# What is required
From the opening line of the records through the line bearing "I'm actually thinking", set down every line exactly.

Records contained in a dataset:

----------------------------------------

PR #579, opened 2024-07-09
[Ragulate] Save Results + Update Model Providers

saikolasani:
When query finishes, output the raw data in json format. Also removes bedrock, langchain, and litellm as providers. They require further work to be done later.


saikolasani:
Tagging @jordanrfrazier for visibility

libs/ragulate/ragstack_ragulate/pipelines/query_pipeline.py
```diff
@@ -142,6 +144,7 @@ def stop_evaluation(self, loc: str):
                 logger.exception("issue stopping evaluator")
             finally:
                 self._progress.close()
+                self.export_results()
```
epinzur, line 147: I think this will output both when the processing finishes when the run is complete, and when someone presses Ctrl-C to cancel in the middle.

Can we only output when the processing is actually finished?

jordanrfrazier: Would it be possible to output the results at the stopped time (would you want to see intermediate results just to check?) and then overwrite or append-only when processing is finished?

epinzur: I think overwrite would be fine after finsihed.

I'm actually thinking that this might be better as a separate command though.  Like maybe `export`? 

Because for many cases, people probably won't be using these data files... just the charts.

epinzur: we can just merge this for now and see how we like the behavior or if we want to move it to a separate command.

epinzur (approved):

----------------------------------------

# Response
PR #579, opened 2024-07-09
[Ragulate] Save Results + Update Model Providers

saikolasani:
When query finishes, output the raw data in json format. Also removes bedrock, langchain, and litellm as providers. They require further work to be done later.


saikolasani:
Tagging @jordanrfrazier for visibility

libs/ragulate/ragstack_ragulate/pipelines/query_pipeline.py
```diff
@@ -142,6 +144,7 @@ def stop_evaluation(self, loc: str):
                 logger.exception("issue stopping evaluator")
             finally:
                 self._progress.close()
+                self.export_results()
```
epinzur, line 147: I think this will output both when the processing finishes when the run is complete, and when someone presses Ctrl-C to cancel in the middle.

Can we only output when the processing is actually finished?

jordanrfrazier: Would it be possible to output the results at the stopped time (would you want to see intermediate results just to check?) and then overwrite or append-only when processing is finished?

epinzur: I think overwrite would be fine after finsihed.

I'm actually thinking that this might be better as a separate command though.  Like maybe `export`? 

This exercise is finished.